Created a simple python package finance-calculator based on numpy and pandas to calculate financial ratios including beta. I am using the simple formula (as per investopedia):
beta = covariance(returns, benchmark returns) / variance(benchmark returns)
Covariance and variance are directly calculated in pandas which makes it fast. Using the api in the package is also simple:
import finance_calculator as fc
beta = fc.get_beta(scheme_data, benchmark_data, tail=False)
which will give you a dataframe of date and beta or the last beta value if tail is true.
but these would be blockish when you require beta calculations across the dates(m) for multiple stocks(n) resulting (m x n) number of calculations.

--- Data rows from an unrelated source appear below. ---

PR #12158, opened 2017-02-16
Jkanime extractor

mcerdeira:
Jkanime.net added


dstftw:
youtube-dl does not support sites dedicated to [copyright infringement](https://github.com/rg3/youtube-dl#can-you-add-support-for-this-anime-video-site-or-site-which-shows-current-movies-for-free).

Some relief could be taken by running each date or stock on multiple cores, but then you will end up having huge hardware.
The major time requirement for the solutions available is finding the variance and co-variance and also NaN should be avoided in (Index and stock) data for a correct calculation as per pandas==0.23.0.
Thus running again would result stupid move unless the calculations are cached.
numpy variance and co-variance version also happens to miss-calculate the beta if NaN are not dropped.
A Cython implementation is must for huge set of data.